+++ Available records

PR #6469, opened 2021-06-09
Display Correct Errors on Recurring Contributions if Not Signed On

SudharakaP:
Resolve https://github.com/opencollective/opencollective/issues/4348

**Screen-cast**

Peek 2021-06-09 15-32

### DIFF
--- a/lang/ca.json
+++ b/lang/ca.json
@@ -1708,6 +1708,7 @@
   "RecurringContributions.customAmount": "Custom amount",
   "RecurringContributions.minAmount": "Min. amount: {minAmount}",
   "RecurringContributions.none": "No recurring contributions to see here! 👀",
+  "RecurringContributions.permissionError": "You need to be logged in as the admin of this account to view this page.",
   "redeem.card.authenticated": "You are currently logged in. Sign out if you want to redeem with a different account.",
   "redeem.card.info": "It's easy! Just enter your name, email address, and gift card code. We will create an account for you if you don't already have one. Then you'll be able to select the gift card balance as the payment method when making a contribution.",
   "redeem.card.success.instructions": "We’ve sent an email to {email} with instructions to verify your new Open Collective account and credit it with the amount of your gift card.",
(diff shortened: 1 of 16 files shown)


znarf (approved):
Looks good!

Betree (approved):
Looks good, though it sounds like something that should be handled at the level of `AuthenticatedPage`. This component should ideally never render its children if `LoggedInUser` is null.

SudharakaP:
> Looks good, though it sounds like something that should be handled at the level of `AuthenticatedPage`. This component should ideally never render its children if `LoggedInUser` is null.

@Betree : Yes, that seems like a better design for sure. Let me open an issue for this refactoring but for now I'll merge this PR. 😄

znarf:
@SudharakaP Why wasn't this deployed if it was merged? We have multiple people who complained about the problem on support in the last couple of days.

SudharakaP:
@znarf : Ops, I didn't think it needed to be deployed immediately. Sorry. 😿 

Btw, just wondering so how to know if something needed to be deployed intermediately after merge or not? Is it all bugs? 🤔

znarf:
It is generally expected that all merge are deployed as soon as possible. I don't think there is a written rule at this point but I'm generally expecting same day.

If we're not deploying the things we're responsible for, someone else will have to do it and things starts to be complicated.

Not a big issue but this particular case was interesting because we got 2 complaints over the week-end while this could have been deployed on Friday, missed opportunity!

SudharakaP:
> It is generally expected that all merge are deployed as soon as possible. I don't think there is a written rule at this point but I'm generally expecting same day.
> 
> If we're not deploying the things we're responsible for, someone else will have to do it and things starts to be complicated.
> 
> Not a big issue but this particular case was interesting because we got 2 complaints over the week-end while this could have been deployed on Friday, missed opportunity!

@znarf : Thanks for explaining. So if no objection I'll do a deployment to prod each day so that the stuff that are merged by me for that day is deployed there. That sound's good right? 🤔 🐨

PR #6473, opened 2021-06-10
Remove Unnecessary `isRequired` prop from `GlobalNewsAndUpdates.js`

SudharakaP:
Related to https://github.com/opencollective/opencollective/issues/4326

A small regression from the aforementioned issue where we've added a `isRequired` unnecessarily. 🐨


Betree (approved):
PropType warnings are easy to miss!

PR #6483, opened 2021-06-12
enhance(ContributionFlowSuccesss): increase clickable area

ersachin3112:
Resolve https://github.com/opencollective/opencollective/issues/4290

# Description

make the whole card a link itself.

### DIFF
--- a/components/contribution-flow/ContributionFlowSuccess.js
+++ b/components/contribution-flow/ContributionFlowSuccess.js
@@ -252,7 +252,7 @@ class ContributionFlowSuccess extends React.Component {
                     />
                   </P>
                 </Box>
-                <Link href={{ pathname: order.toAccount.name }}>
+                <Link href={{ pathname: order.toAccount.slug }}>
                   <ContributorCardWithTier width={250} height={380} contribution={order} my={2} useLink={!isEmbed} />
                 </Link>
                 {!isEmbed && (
--- a/components/contribution-flow/ContributionFlowSuccess.js
+++ b/components/contribution-flow/ContributionFlowSuccess.js
@@ -247,14 +247,21 @@ class ContributionFlowSuccess extends React.Component {
                   <P fontSize="20px" color="black.700" fontWeight={500} textAlign="center">
                     <FormattedMessage
                       id="NewContributionFlow.Success.NowSupporting"
-                      defaultMessage="You are now supporting {collective}."
-                      values={{ collective: order.toAccount.name }}
+                      defaultMessage="You are now supporting <link>{collective}</link>."
+                      values={{
+                        collective: order.toAccount.name,
+                        link: value => <Link href={{ pathname: order.toAccount.slug }}>{value}</Link>,
+                      }}
                     />
                   </P>
                 </Box>
-                <Link href={{ pathname: order.toAccount.slug }}>
-                  <ContributorCardWithTier width={250} height={380} contribution={order} my={2} useLink={!isEmbed} />
-                </Link>
+                {isEmbed ? (
+                  <ContributorCardWithTier width={250} height={380} contribution={order} my={2} useLink={false} />
+                ) : (
+                  <Link href={{ pathname: order.toAccount.slug }}>
+                    <ContributorCardWithTier width={250} height={380} contribution={order} my={2} useLink={false} />
+                  </Link>
+                )}
                 {!isEmbed && (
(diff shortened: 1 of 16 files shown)


components/contribution-flow/ContributionFlowSuccess.js
```diff
@@ -252,7 +252,9 @@ class ContributionFlowSuccess extends React.Component {
                     />
                   </P>
                 </Box>
-                <ContributorCardWithTier width={250} height={380} contribution={order} my={2} useLink={!isEmbed} />
+                <Link href={{ pathname: order.toAccount.name }}>
```
SudharakaP, line 255: @ersachin3112 : This will not work since the `orcer.toAccount.name` is the name not the slug; try using,

```suggestion
                <Link href={{ pathname: order.toAccount.slug }}>
```

SudharakaP (changes requested):
Thanks for the contribution, I have a minor review below. 😉

components/contribution-flow/ContributionFlowSuccess.js
ersachin3112: done 👍🏻 @SudharakaP

Betree (commented):
Good start! Some additional feedback:
- The card should not be a link if `isEmbed` is true (we don't want to link when to page is embedded)
- When using a link, we should make sure `useLink` is false for `ContributorCardWithTier` (otherwise we'll have a link within a link, which is not valid HTML)

SudharakaP (commented):
@ersachin3112: One of the things @alanna  mentioned in the original post is that, 

>I think the whole card should be a link to the Collective, as well as the name in text where it says "You are now supporting..." with clear formatting showing it's a link (i.e. underlined).

Maybe we should also add the link to the collective name in the text `You are now supporting...` in this PR as well. 🤔

components/contribution-flow/ContributionFlowSuccess.js
```diff
@@ -247,12 +247,21 @@ class ContributionFlowSuccess extends React.Component {
...
+                        link: value => <Link href={{ pathname: order.toAccount.slug }}>{value}</Link>,
+                      }}
                     />
                   </P>
                 </Box>
-                <ContributorCardWithTier width={250} height={380} contribution={order} my={2} useLink={!isEmbed} />
+                {isEmbed ? (
+                  <ContributorCardWithTier width={250} height={380} contribution={order} my={2} useLink={false} />
+                ) : (
+                  <Link href={{ pathname: order.toAccount.slug }}>
```
Betree, line 261: This changes the font styles in some parts of the card, the result is a bit surprising.

Peek 2021-06-16 09-24

To be tested, but I think this can be resolved by doing something like:

```suggestion
                  <StyledLink as={Link} color="black.800" href={{ pathname: order.toAccount.slug }}>
```

Betree (commented):
That looks great! Only one small feedback about styles below, the rest looks perfect

components/contribution-flow/ContributionFlowSuccess.js
ersachin3112: Done👍🏻

components/contribution-flow/ContributionFlowSuccess.js
```diff
@@ -247,12 +247,21 @@ class ContributionFlowSuccess extends React.Component {
...
+                        link: value => <Link href={{ pathname: order.toAccount.slug }}>{value}</Link>,
+                      }}
                     />
                   </P>
                 </Box>
-                <ContributorCardWithTier width={250} height={380} contribution={order} my={2} useLink={!isEmbed} />
+                {isEmbed ? (
+                  <ContributorCardWithTier width={250} height={380} contribution={order} my={2} useLink={false} />
+                ) : (
+                  <StyledLink as={Link} color="black.600" href={{ pathname: order.toAccount.slug }}>
```
Betree, line 261:
```suggestion
                  <StyledLink as={Link} color="black.800" href={{ pathname: order.toAccount.slug }}>
```

Betree (approved):
All good!

SudharakaP (approved):

Betree:
@SudharakaP Since you're assigned on this one, feel free to merge it if you think it's ready :slightly_smiling_face:

SudharakaP:
@ersachin3112 : Thanks much for your contribution. Greatly appreciated. 😄 🐨

PR #6484, opened 2021-06-13
Make Sure the Logged in User is Checked at AuthenticatedPage.js

SudharakaP:
Resolve https://github.com/opencollective/opencollective/issues/4351

**Screen-cast**

Peek 2021-06-13 14-51

### DIFF
--- a/components/AuthenticatedPage.js
+++ b/components/AuthenticatedPage.js
@@ -73,7 +73,12 @@ class AuthenticatedPage extends React.Component {
 
     return (
       <Page noRobots {...pageProps}>
-        {this.renderContent(loadingLoggedInUser, LoggedInUser)}
+        {LoggedInUser && this.renderContent(loadingLoggedInUser, LoggedInUser)}
+        {!LoggedInUser && (
+          <Container p={4}>
+            <SignInOrJoinFree form="signin" disableSignup={this.props.disableSignup} />
+          </Container>
+        )}
       </Page>
     );
   }
--- a/components/AuthenticatedPage.js
+++ b/components/AuthenticatedPage.js
@@ -73,12 +73,7 @@ class AuthenticatedPage extends React.Component {
 
     return (
       <Page noRobots {...pageProps}>
-        {LoggedInUser && this.renderContent(loadingLoggedInUser, LoggedInUser)}
-        {!LoggedInUser && (
-          <Container p={4}>
-            <SignInOrJoinFree form="signin" disableSignup={this.props.disableSignup} />
-          </Container>
-        )}
+        {this.renderContent(loadingLoggedInUser, LoggedInUser)}
       </Page>
     );
   }
--- a/pages/recurring-contributions.js
+++ b/pages/recurring-contributions.js
@@ -79,7 +79,7 @@ class recurringContributionsPage extends React.Component {
 
     const filters = ['ACTIVE', 'MONTHLY', 'YEARLY', 'CANCELLED'];
 
-    if (!data?.loading && !loadingLoggedInUser) {
+    if (!data?.loading && !loadingLoggedInUser && LoggedInUser) {
       if (!data || data.error) {
         return <ErrorPage data={data} />;
       } else if (!data.account) {
@@ -142,6 +142,7 @@ class recurringContributionsPage extends React.Component {
 }
 
 const addRecurringContributionsPageData = graphql(recurringContributionsQuery, {
+  skip: props => !props.LoggedInUser,
   options: {
     context: API_V2_CONTEXT,
   },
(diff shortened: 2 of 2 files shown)


components/AuthenticatedPage.js
```diff
@@ -73,7 +73,12 @@ class AuthenticatedPage extends React.Component {
 
     return (
       <Page noRobots {...pageProps}>
-        {this.renderContent(loadingLoggedInUser, LoggedInUser)}
```
Betree, line 76: It looks like the first thing we do in `renderContent` is `if (!LoggedInUser)`. The function seems designed to handle this behavior. Why was it not working with the previous version?

SudharakaP: @Betree : Ops, you are right. This condition is not necessary; I didn't see we already check it in the function. The only thing that needed to be removed was the graphql skip condition. 😄

Betree (commented):
This `skip` sounded right: there's no need to fetch page's data if the user is not logged in. And I don't see any `refetch` in there, so my first guess is that you'll see missing data if you access the page directly (eg. payment method details).

SudharakaP:
> This `skip` sounded right: there's no need to fetch page's data if the user is not logged in. And I don't see any `refetch` in there, so my first guess is that you'll see missing data if you access the page directly (eg. payment method details).

@Betree : Yes you are right. I somehow got confused with this one thinking that the `skip` option was the problem; but really the skip option should be there but we should check for `LoggedInUser` in the `if` condition;

https://github.com/opencollective/opencollective-frontend/blob/b93d7a9deee44557b6cbee083cd9e25599fd8b14/pages/recurring-contributions.js#L82-L88

as otherwise it goes into the `Error` components and fails there which is the reason for the error we see. 🐨

Betree:
> > This `skip` sounded right: there's no need to fetch page's data if the user is not logged in. And I don't see any `refetch` in there, so my first guess is that you'll see missing data if you access the page directly (eg. payment method details).
> 
> @Betree : Yes you are right. I somehow got confused with this one thinking that the `skip` option was the problem; but really the skip option should be there but we should check for `LoggedInUser` in the `if` condition;
> 
> https://github.com/opencollective/opencollective-frontend/blob/b93d7a9deee44557b6cbee083cd9e25599fd8b14/pages/recurring-contributions.js#L82-L88
> 
> as otherwise it goes into the `Error` components and fails there which is the reason for the error we see. koala

But it looks like we're doing that already here, that's why I'm confused regarding the source of the bug:

> if (!data?.loading && !loadingLoggedInUser **&& LoggedInUser**) {

SudharakaP:
> But it looks like we're doing that already here, that's why I'm confused regarding the source of the bug:

@Betree : Yes, so this PR is unnecessary I think. I've added this `if (!data?.loading && !loadingLoggedInUser && LoggedInUser) {` in the previous PR to fix this; https://github.com/opencollective/opencollective-frontend/pull/6469. This makes sure that the when the user is logged out we trigger the `SignInOrJoinFree` is triggered from the `AuthenticatedPage`. But we also added, 

https://github.com/opencollective/opencollective-frontend/blob/b93d7a9deee44557b6cbee083cd9e25599fd8b14/pages/recurring-contributions.js#L101-L111

This is for the case where the user is logged in but not the admin. This I think should be handled within the `recurring-contributions.js` page as it's specific to that. If you agree with this, this PR is not actually useful as both issues are handled in the previous PR. 😄 It was my mistake; I should have done an analysis of this before trying out with the assumption there was something wrong with the `AuthenticatedPage`. 😄 🐨

Betree:
Ok for me.

Betree:
I'm just surprised that we have to make sure `LoggedInUser` is not null in `pages/recurring-contributions.js`, seems like the job of `AuthenticatedPage`. But I guess `withUser` doesn't necessarily update the components it's bound to from top to bottom?

SudharakaP:
> I'm just surprised that we have to make sure `LoggedInUser` is not null in `pages/recurring-contributions.js`, seems like the job of `AuthenticatedPage`. But I guess `withUser` doesn't necessarily update the components it's bound to from top to bottom?

@Betree : Correct me if I am wrong, but I am under the impression this is normal behaviour. So for example if we are on the `recurring-contributions` page then logs out, the props have changed, thus the render method is invoked, 

https://github.com/opencollective/opencollective-frontend/blob/b93d7a9deee44557b6cbee083cd9e25599fd8b14/pages/recurring-contributions.js#L77-L93

So before rendering `AuthenticatedPage` it will go through the `if` statement and if we don't check for `LoggedInUser` then it will render the `ErrorPage`. Note that the `ErrorPage`. The `AuthenticatedPage` does the job, it's just that we evaluate an `if` statement before re-rendering that. 🤔 😄

PR #6495, opened 2021-06-15
debt(legacy-styleguide): remove already moved examples

snitin315:
# Description

These examples are already moved to `storybook`.


Betree (approved):
Thank you!

PR #6499, opened 2021-06-16
Fix Invariant Violation Exception When Logging off from `StyledUpdate.js` Component

SudharakaP:
Resolve https://github.com/opencollective/opencollective/issues/4359


Betree (approved):
I haven't tried, but if it works as expected this should solve many other issues around logout :tada:  Great job investigating this one Suds!

SudharakaP:
> I haven't tried, but if it works as expected this should solve many other issues around logout tada Great job investigating this one Suds!

Thanks. The fix was simple for this, but it took a while to figure it out. 😄 🐨

PR #6503, opened 2021-06-17
Fix for Rich Text Editor Formatting of Links E2E Test

SudharakaP:
Resolve https://github.com/opencollective/opencollective/issues/4353

@Betree : This test was failing intermittently and although I am not sure exactly why this behavior occurs in Cypress, I think our intention here is to check if the links works as expected in the RichTextEditor. Thus I believe it is safe to check that and not try to exactly match the html in the editor, since we are not sure how the Trix editor internally behaves between the time when the text is typed and saved. Note that it works properly after the rich text editor is in non-editable mode. But let me know if you disagree and think we should try to check the exact match. 🤔 🐨


Betree (approved):
We have some tests on the API to make sure sanitization and truncation work properly, so I think it's fine to do that if it improves the reliability of the test.

SudharakaP:
> We have some tests on the API to make sure sanitization and truncation work properly, so I think it's fine to do that if it improves the reliability of the test.

Thanks. Let us try this. From my testing, it seemed more reliable, but if it turns out to be otherwise I'll switch it back. 🐨 😄

PR #7796, opened 2022-05-17
Add total income definition for host budget section tooltip

SudharakaP:
Resolve https://github.com/opencollective/opencollective/issues/5562

https://user-images.githubusercontent.com/12435965/168889707-d598b19e-a889-48f2-9745-75a46999a455.mp4


components/collective-page/BudgetStats.js
```diff
@@ -82,23 +82,28 @@ const BudgetStats = ({ collective, stats }) => {
...
-                  id="budgetSection-raised-total"
-                  defaultMessage="Total contributed before fees: {amount}"
-                  values={{
-                    amount: formatCurrency(stats?.totalAmountRaised.valueInCents || 0, collective.currency, { locale }),
-                  }}
-                />
-              </Box>
-            }
-          />
+          {collective.id === collective.host.id ? (
```
kewitz, line 85: Can we use `collective.type` here?

components/collective-page/BudgetStats.js
```diff
@@ -82,23 +82,28 @@ const BudgetStats = ({ collective, stats }) => {
...
+            <DefinedTerm term={Terms.TOTAL_INCOME} textTransform="uppercase" color="black.700" />
```
kewitz, line 86: Can you add a tooltip explaining what this is?
Alanna suggested something like: `Net all time, including host fees and direct contributions.`

SudharakaP: Yes, this is already added within `DefinedTerm` so that takes care of it; 

https://github.com/opencollective/opencollective-frontend/blob/dd00fde8502345a8e580e85b88f4437d74549cc7/components/DefinedTerm.js#L96-L99

components/collective-page/BudgetStats.js
SudharakaP: I've altered the condition to use `collective.type === CollectiveType.ORGANIZATION`.

kewitz: I think there's a boolean flag `collective.isHost` there.

SudharakaP: Yes, seems I've missed that. That makes it even simpler. Done. 👍🏽

kewitz (approved):

PR #7812, opened 2022-05-23
OAuth: page to manage authorized apps

Betree:
Require https://github.com/opencollective/opencollective-api/pull/7576
Resolve https://github.com/opencollective/opencollective/issues/5344


Betree:
Added pagination

Peek 2022-05-25 09-48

++++++

## About this exercise
Please go through the data above and copy each line containing the word "else".

## Solution for this problem
If we're not deploying the things we're responsible for, someone else will have to do it and things starts to be complicated.
> If we're not deploying the things we're responsible for, someone else will have to do it and things starts to be complicated.
       } else if (!data.account) {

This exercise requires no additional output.